Purpose: To assess the appropriateness and readability of responses provided by four large language models (LLMs) (ChatGPT-4, Claude 3, Gemini, and Microsoft Co-pilot) to parents' queries pertaining to retinopathy of prematurity (ROP).

Methods: A total of 60 frequently asked questions were collated and categorized into six distinct sections. The responses generated by the LLMs were evaluated by three experienced ROP specialists to determine their appropriateness and comprehensiveness. Additionally, the readability of the responses was assessed using a range of metrics, including the Flesch-Kincaid Grade Level (FKGL), Gunning Fog (GF) Index, Coleman-Liau (CL) Index, Simple Measure of Gobbledygook (SMOG) Index, and Flesch Reading Ease (FRE) score.

Results: ChatGPT-4 demonstrated the highest level of appropriateness (100%) and performed exceptionally well in the Likert analysis, scoring 5 points on 96% of questions. The CL Index and FRE scores identified Gemini as the most readable LLM, whereas the GF Index and SMOG Index rated Microsoft Copilot as the most readable. Nevertheless, ChatGPT-4 exhibited the most intricate text structure, with scores of 18.56 on the GF Index, 18.56 on the CL Index, 17.2 on the SMOG Index, and 9.45 on the FRE score. This suggests that the responses demand a college-level comprehension.

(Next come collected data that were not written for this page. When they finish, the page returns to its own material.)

PR #271, opened 2025-06-02
build: add support for updating the image tag on the helm chart README.md

niladrih:
This script doesn't update the README.md image tag. This change adds an sed command to do that.

### DIFF
--- a/scripts/update-chart-version.sh
+++ b/scripts/update-chart-version.sh
@@ -138,6 +138,14 @@ update_chart_yaml() {
 
   yq_ibl ".version = \"$VERSION\" | .appVersion = \"$APP_VERSION\"" "$CHART_YAML"
   yq_ibl ".localpv.image.tag = \"$VERSION\"" "$VALUES_YAML"
+
+  if sed --version >/dev/null 2>&1; then
+    # GNU sed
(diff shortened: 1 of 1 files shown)


pchandra19 (approved):
sed subsitution lgtm. Please take a look at shell checks and see if you need update.

scripts/update-chart-version.sh
```diff
@@ -138,6 +138,14 @@ update_chart_yaml() {
 
   yq_ibl ".version = \"$VERSION\" | .appVersion = \"$APP_VERSION\"" "$CHART_YAML"
   yq_ibl ".localpv.image.tag = \"$VERSION\"" "$VALUES_YAML"
+
+  if sed --version >/dev/null 2>&1; then
+    # GNU sed
+    sed -i "s/| \`localpv\.image\.tag\`[[:space:]]*| Image tag for LocalPV Provisioner[[:space:]]*| \`[^\\\`]*\`[[:space:]]*|/| \`localpv.image.tag\`                         | Image tag for LocalPV Provisioner                                                                                                                                                           | \`$APP_VERSION\`                       |/" "$README_MD"
```
tiagolobocastro, line 144: Shouldn't helm-docs do this?

niladrih: Yes, but we don't have helm-docs here, and we'd need to comment all the fields appropriately. Also we'd have to add the git hook. I was just being lazy for this one off thing. Do you recommend the helm docs way? I could do the whole thing.

tiagolobocastro (approved):

scripts/update-chart-version.sh
tiagolobocastro: For now it's fine, but ideally would be good to have this helm-doc driven yes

Conclusions: ChatGPT-4 demonstrated higher performance than other LLMs in responding to questions related to ROP; however, its texts were more complex. In terms of readability, Gemini and Microsoft Copilot were found to be more successful. [J Pediatr Ophthalmol Strabismus. 20XX;XX(X):XXX-XXX.].

查看原文

微信好友朋友圈 QQ好友复制链接

本刊更多论文

评估大型语言模型（ChatGPT-4、Claude 3、Gemini 和 Microsoft Copilot）对早产儿视网膜病变常见问题的反应：关于可读性和适宜性的研究。

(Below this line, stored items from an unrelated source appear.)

PR #284, opened 2025-09-14
Update deployment.yaml

aminmaghsodi:
We need deployments have their specific namespaces.

 if you run commands:
helm show values openebs/openebs > values.yaml
helm template openebs openebs/openebs --namespace openebs -f values.yaml > openebs-generated-values.yaml

You see many blocks (for example this Deployment block) does not have namespace: openebs

### DIFF
--- a/deploy/helm/charts/templates/deployment.yaml
+++ b/deploy/helm/charts/templates/deployment.yaml
@@ -4,6 +4,7 @@ kind: Deployment
 metadata:
   name: {{ template "localpv.fullname" . }}
   {{- with .Values.localpv.annotations }}
+  namespace: {{ .Release.Namespace }}
   annotations: {{ toYaml . | nindent 4 }}
   {{- end }}
   labels:


deploy/helm/charts/templates/deployment.yaml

目的：评估四种大型语言模型（LLMs）（ChatGPT-4、Claude 3、Gemini 和 Microsoft Co-pilot）对家长有关早产儿视网膜病变（ROP）的询问所做回答的适当性和可读性：方法：共整理了 60 个常见问题，并将其分为六个不同的部分。由三位经验丰富的早产儿视网膜病变专家对 LLM 生成的回复进行评估，以确定其是否恰当和全面。此外，还使用了一系列指标来评估回复的可读性，包括弗莱什-金凯德分级（FKGL）、冈宁雾（GF）指数、科尔曼-利亚（CL）指数、简单拗口指数（SMOG）和弗莱什阅读容易度（FRE）评分：ChatGPT-4 的合适度最高（100%），在李克特分析中表现优异，96% 的问题都得了 5 分。CL 指数和 FRE 分数将 Gemini 评为可读性最高的 LLM，而 GF 指数和 SMOG 指数则将 Microsoft Copilot 评为可读性最高的 LLM。然而，ChatGPT-4 的文本结构最为复杂，GF 指数为 18.56，CL 指数为 18.56，SMOG 指数为 17.2，FRE 分数为 9.45。这表明这些回答需要大学水平的理解能力：结论：ChatGPT-4 在回答有关 ROP 的问题时表现出比其他 LLM 更高的性能，但其文本更为复杂。就可读性而言，Gemini 和 Microsoft Copilot 更为成功。[20XX;XX(X):XXX-XXX.].

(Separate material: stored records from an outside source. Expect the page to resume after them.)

PR #310, opened 2026-01-27
refactor(quota): remove use of findmnt and remove unnecessary mounts

niladrih:
findmnt discovers the actual mountpath for a given path. This is helpful if the
path is a bind mount. However, this doesn't concern us as filesystem quota options
work with bind mounts just fine. There is no need to use findmnt in this case.

This change also fixes a bug where volumes could only be created on the path specified
in the .Values.localpv.basepath. StorageClass BasePath doesn't change this configuration,
This change mounts the host / path on the Node Deployment mode, so that any path specified
on the StorageClass may work.


cmd/provisioner-localpv/app/helper_hostpath.go
```diff
@@ -213,28 +217,59 @@ func (p *Provisioner) createCleanupPod(ctx context.Context, pOpts *HelperPodOpti
...
+
+	// Host paths (used for findmnt which reads host's mountinfo)
+	// findmnt needs the actual host path, not the /host-prefixed container path
+	hostParentDir := config.parentDir
+	hostVolumePath := filepath.Join(config.parentDir, config.volumeDir)
+
+	// Build cleanup script using findmnt strategy (same as local_volume_manager.go)
+	// This properly handles bind mounts by finding the actual filesystem mount point
+	// Note: findmnt uses host paths, but we access files via /host prefix
+	cleanupScript := fmt.Sprintf(`
```
tiagolobocastro: Can we reuse the same code as the node deployment now?

niladrih: Hmm, yes!

tiagolobocastro (approved):
since we don't have any tests for the quota, please test manually that it works, including the cleanup

cmd/provisioner-localpv/app/local_volume_manager.go
```diff
@@ -36,6 +36,12 @@ type LocalVolumeManager struct {
 	mu *sync.Mutex
 }
 
+const (
+	// HostPathPrefix is the mount point where the host root filesystem is mounted
+	// in the node DaemonSet. This allows the provisioner to access any path on the host.
+	HostPathPrefix = "/host"
```
tiagolobocastro, line 42: Can you also add a comment on the helm chart enable for this, this should be very visible...
Perhaps a future improvement could be to modify the mounts depending on the storage classes

tiagolobocastro (approved):

cmd/provisioner-localpv/app/local_volume_manager.go
niladrih: StorageClasses could demand new paths dynamically. We couldn't prepare for this at install time when starting the Node deployments.

I'll add the comment.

本文章由计算机程序翻译，如有差异，请以英文原文为准。

求助全文

约1分钟内获得全文去求助

来源期刊

Journal of Pediatric Ophthalmology & Strabismus 医学-小儿科

CiteScore

1.80

自引率

8.30%

发文量

115

审稿时长

>12 weeks

期刊介绍： The Journal of Pediatric Ophthalmology & Strabismus is a bimonthly peer-reviewed publication for pediatric ophthalmologists. The Journal has published original articles on the diagnosis, treatment, and prevention of eye disorders in the pediatric age group and the treatment of strabismus in all age groups for over 50 years.